Maybe a better question is, why wouldn’t we want to stop hating them?
Perhaps it is because there is a certain satisfaction in hating someone or
something. Last week, when we talked about anger, we observed that anger can
sometimes bring some excitement and satisfaction in the moment, because it gets
up our adrenaline and makes us feel self-righteous, and like the better person.
Hatred can be the same – it feels good to tell ourselves that “I am a better
person than that person.” So then, if we take steps to stop hating someone, two
things might happen. We might be forced to notice our own shortcomings. Or,
when we have to let down our guard, and might find that our hate is actually
just a mask to hide what is more properly named, our fear.
And when we recognize that, well, then
we have to deal with our shortcomings and our fears, and this can feel very
vulnerable. Suddenly what we had previously been able to peg on someone else
reveals an insecurity that we actually have with ourselves. To leave it there feels bad, but to deal with
it is so very hard. Resorting to hatred is sometimes a much easier option.
As many of you know, Michael and I
are currently in a musical, and we’re at the point now where we are trying to
become our characters. The question we have to ask ourselves is, “What is my
motivation in this scene?” What about my character would make him or her behave
this way? This is a helpful question to ask as a Christian, as well. What is
motivating me, as a Christian, to love and pray for my enemies? Why bother? I can think of all kinds of
psychologically sound motivations for it. Love your enemies because hate is bad
for your emotional and mental health. Love them because spending that energy
hating gives them power over you. Love them because it proves you are the better person. Love them because
loving feels better than hating, and loving will make you feel better about
yourself. Love them because, as Ghandi famously put it, “An eye for an eye
makes everyone blind.”
But the truth is, Jesus doesn’t offer
any of these motivations. The motivation is in the last verse of the passage we
hear today: “Be perfect, therefore, as your heavenly Father is perfect.” Sounds
like a steep demand, no? But it is not so much demand as it is promise.
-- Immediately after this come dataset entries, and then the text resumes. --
PR #2214, opened 2026-03-23
fix: detect stats_parsed in multi-part V1 checkpoints

DrakeLin:

- Multi-part V1 checkpoints were skipped by `get_file_actions_schema_and_sidecars()`, which returned `(None,
  [])` for any checkpoint with len() != 1. This prevented detection of `stats_parsed` and `partitionValues_parsed`
   columns, disabling data skipping when writeStatsAsJson=false and writeStatsAsJson=true
- Removed the single-part guard so multi-part checkpoints flow through the normal parquet path.
- Refactored code to eliminate duplicated logic.

Add 5 test tables (v1-multi-part-checkpoint, v1-multi-part-checkpoint-partitioned, and v2 tables) and integration tests proving data skipping works. Both have structured stats and no regular stats


kernel/tests/README.md
```diff
@@ -55,7 +55,7 @@ Test tables organized by feature area. Tables live in two locations:
 | `external-table-different-nullability` | data/ | `i: int` | v1/v2 | `checkpointInterval=2` | Parquet files have different nullability than Delta schema; includes checkpoint | `write.rs::test_checkpoint_non_kernel_written_table` |
 | `checkpoint` | golden_data/ | `intCol: int` | v1/v2 | | Basic checkpoint read | `golden_tables.rs::golden_test!(checkpoint_test)` |
 | `corrupted-last-checkpoint-kernel` | golden_data/ | `id: long` | v1/v2 | | Corrupted `_last_checkpoint` file | `golden_tables.rs::golden_test!` |
-| `multi-part-checkpoint` | golden_data/ | `id: long` | v1/v2 | `checkpointInterval=1` | Multi-part checkpoint files | `golden_tables.rs::golden_test!` |
+| `v1-multi-part-checkpoint` | golden_data/ | `id: long` | v1/v2 | `checkpointInterval=1` | Multi-part checkpoint files | `golden_tables.rs::golden_test!` |
```
nicklan: we should probably change the name on disk too right?

kernel/src/log_segment.rs
```diff
@@ -599,103 +599,96 @@ impl LogSegment {
...
+        let file_actions_schema = match sidecar_files.first() {
+            Some(first) => Some(engine.parquet_handler().read_parquet_footer(first)?.schema),
+            None => checkpoint_schema.cloned(),
+        };
+        Ok((file_actions_schema, sidecar_files))
+    }
+
     /// Returns an iterator over checkpoint data, processing sidecar files when necessary.
     ///
     /// For single-part checkpoints that need file actions, this function:
```
nicklan: does this function still only apply to single-part checkpoints?

kernel/src/log_segment.rs
nicklan: This isn't correct anymore right. It's just the first condition.

kernel/src/log_segment/tests.rs
```diff
@@ -2668,6 +2671,109 @@ async fn test_get_file_actions_schema_v1_parquet_with_hint() -> DeltaResult<()>
     Ok(())
 }
 
+/// Multi-part V1 checkpoint with hint schema returns the hint as file_actions_schema.
```
nicklan: this should be a normal comment `//`

kernel/src/log_segment/tests.rs
```diff
@@ -2668,6 +2671,109 @@ async fn test_get_file_actions_schema_v1_parquet_with_hint() -> DeltaResult<()>
...
+#[tokio::test]
+async fn test_get_file_actions_schema_multi_part_v1_with_hint() -> DeltaResult<()> {
+    use crate::schema::{StructField, StructType};
```
nicklan: move to top :)

kernel/src/log_segment/tests.rs
```diff
@@ -2668,6 +2671,109 @@ async fn test_get_file_actions_schema_v1_parquet_with_hint() -> DeltaResult<()>
...
+    );
+    assert!(sidecars.is_empty(), "Multi-part V1 should have no sidecars");
+
+    Ok(())
+}
+
+/// Multi-part V1 checkpoint without hint reads the first part's footer for file_actions_schema.
+#[tokio::test]
+async fn test_get_file_actions_schema_multi_part_v1_without_hint() -> DeltaResult<()> {
+    let (store, log_root) = new_in_memory_store();
```
nicklan: this is really similar to the above test. can we `rstest` this into one test?

kernel/tests/README.md
DrakeLin: shouldn't have changed this

kernel/src/log_segment.rs
DrakeLin: oops was iterating and didn't edit doc

kernel/src/log_segment.rs
DrakeLin: changed

kernel/src/log_segment.rs
```diff
@@ -599,103 +599,96 @@ impl LogSegment {
...
     fn get_file_actions_schema_and_sidecars(
         &self,
         engine: &dyn Engine,
     ) -> DeltaResult<(Option<SchemaRef>, Vec<FileMeta>)> {
-        // Only process single-part checkpoints (multi-part are always V1, no sidecars)
-        let checkpoint = match self.listed.checkpoint_parts.first() {
-            Some(cp) if self.listed.checkpoint_parts.len() == 1 => cp,
-            _ => return Ok((None, vec![])),
+        // Hint schema from `_last_checkpoint` avoids footer reads when available.
+        let hint_schema = self.checkpoint_schema.as_ref();
```
sanujbasu, line 619: this is good! :)

kernel/src/log_segment.rs
```diff
@@ -599,103 +599,96 @@ impl LogSegment {
...
-                        Some(engine.parquet_handler().read_parquet_footer(first)?.schema)
-                    }
-                    None => None,
-                };
-                Ok((file_actions_schema, sidecar_files))
+                // JSON checkpoint is always V2. The hint schema is from the main checkpoint
+                // file, not the sidecars, so it is not useful as a fallback here.
+                self.read_sidecar_schema_and_files(engine, checkpoint, None)
             }
             "parquet" => {
```
sanujbasu: we are using the len check as an indirect proxy for a checkpoint type which is encoded in the type system right? Won't using the file type be more self documenting? i.e.

```

  match &checkpoint.file_type {
      MultiPartCheckpoint { .. } => {
          // Always V1, no sidecars, just get the schema
      }
      UuidCheckpoint if checkpoint.extension == "json" => {
          // Always V2 JSON, extract sidecars
      }
      SinglePartCheckpoint | UuidCheckpoint => {
          // Parquet, could be V1 or V2 -- check for sidecar column
      }
  }
```

sanujbasu: all the branches should call their type specific functions? For instance you should not be able to call
read_sidecar_schema_and_files on a V1 checkpoint?

kernel/src/log_segment.rs
```diff
@@ -599,103 +599,96 @@ impl LogSegment {
...
                 }
             }
             _ => Ok((None, vec![])),
         }
     }
 
+    /// Returns the checkpoint's parquet schema, using the hint from `_last_checkpoint` if
+    /// available or reading the parquet footer otherwise.
+    fn read_checkpoint_schema(
+        &self,
```
sanujbasu: takes self but does not use it

kernel/src/log_segment.rs
```diff
@@ -599,103 +599,96 @@ impl LogSegment {
...
     ) -> DeltaResult<(Option<SchemaRef>, Vec<FileMeta>)> {
-        // Only process single-part checkpoints (multi-part are always V1, no sidecars)
-        let checkpoint = match self.listed.checkpoint_parts.first() {
-            Some(cp) if self.listed.checkpoint_parts.len() == 1 => cp,
-            _ => return Ok((None, vec![])),
+        // Hint schema from `_last_checkpoint` avoids footer reads when available.
+        let hint_schema = self.checkpoint_schema.as_ref();
+
+        // Multi-part checkpoints share an identical schema across all parts, so we only
+        // need the first part for schema detection.
```
sanujbasu: can we ever have different schemas across the parts?

kernel/src/log_segment.rs
```diff
@@ -599,103 +599,96 @@ impl LogSegment {
...
+            Some(schema) => Ok(schema.clone()),
+            None => Ok(engine
+                .parquet_handler()
+                .read_parquet_footer(&checkpoint.location)?
+                .schema),
+        }
+    }
+
+    /// Extracts sidecar file references and reads the file actions schema from the first
+    /// sidecar's parquet footer. If no sidecars exist, falls back to `checkpoint_schema`
```
sanujbasu, line 670: for JSON V2 path, None is passed, so there's no actual fallback.

Checkpoint schema if provided?

kernel/tests/read.rs
```diff
@@ -2014,3 +2014,53 @@ async fn test_invalid_files_are_skipped() -> Result<(), Box<dyn std::error::Erro
 
     Ok(())
 }
+
+// Multi-part V1 checkpoint with stats_parsed (writeStatsAsStruct=true, writeStatsAsJson=false).
```
sanujbasu: do we check across all combinations of writeStatsAsStruct, writeStatsAsJson and V1 multipart, single part, parquet, json? Seems like these should be dimensionalised tests right?

kernel/src/log_segment/tests.rs
```diff
@@ -2668,6 +2671,71 @@ async fn test_get_file_actions_schema_v1_parquet_with_hint() -> DeltaResult<()>
...
+        assert_eq!(schema, hint_schema, "Should use hint schema when available");
+    } else {
+        assert!(
+            schema.field(ADD_NAME).is_some(),
+            "Footer schema should include add field"
+        );
+        assert!(
+            schema.field(REMOVE_NAME).is_some(),
+            "Footer schema should include remove field"
+        );
```
sanujbasu: To make the unit test more precise the checkpoint would need to be written with stats_parsed inside the add struct, and the assertion should verify schema.field("add").stats_parsed exists

kernel/src/log_segment.rs
DrakeLin: Edited to use file type. File type still does require checking for extension.

kernel/src/log_segment.rs
DrakeLin: removed self

kernel/src/log_segment.rs
DrakeLin: JSON can't have a checkpoint schema. We could probably error here, but decided to just not return anything.

kernel/src/log_segment.rs
DrakeLin: Shouldn't happen.

kernel/tests/read.rs
DrakeLin: the json stats are hard to test, because row-group level skipping is still in effect.

only added struct stats

kernel/src/log_segment.rs
sanujbasu: :nit update the comment accordingly

kernel/src/log_segment.rs
sanujbasu: @DrakeLin  note that the compile time type enforcement is still not there.

We should not be able to call read_sidecar_schema_and_files on a V1 checkpoint. Not a blocker, but needs to be addressed in a follow up. Lets follow type state where we can :)

sanujbasu (approved):
Lgtm. Please address the nit. The type state enforcement could be addressed in a followup.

See, that
word that is translated as “perfect” has a richer meaning in Greek than in our
English translation. It really means to come into yourself, to become what you
are meant to be, who God intended you to be. Be perfect, as God is perfect.
And who did God create us to be? God
created us to be beloved children of God, blessed and dripping wet with God’s
grace. We just are those things,
already. And when we take those difficult steps to love and pray for our
enemies, we are living into that identity that God already promised to us: living
as beloved, forgiven children of God, eager and equipped to share that promise
with others.
In a moment, I’m going to say a
prayer, as I usually do at the end of sermons. I will leave a space for you to
name the people in your life whom you find particularly difficult to love. You
can say their names aloud if you like, or say them in your heart for only God
to hear. Whichever way you pray, I encourage you not to let this be the last
prayer you offer for them this week. Name that person or those people in your
prayers all throughout this week, lifting to God prayers for them, for their
families, for their well-being. Pray for understanding about their particular
struggles and challenges so that you might find a way to sympathize with them,
rather than criticize them. Pray for love to find a way to make itself known in
your relationship with them. Now, brothers and sisters in Christ, let us pray…
Gracious and loving God, there are people in our lives whom we find easy
to love, and we give you thanks for them. But there are also some people we
find more difficult to love, and difficult to understand. We name those people
before you now, aloud or in our hearts… Help us know how to love these people,
God, and to pray for them. Grant us the humility to understand them, and not to
fear them. And as we seek to love them, may we learn to love you more and more
deeply. In the name of the Father, and the Son, and the Holy Spirit. Amen.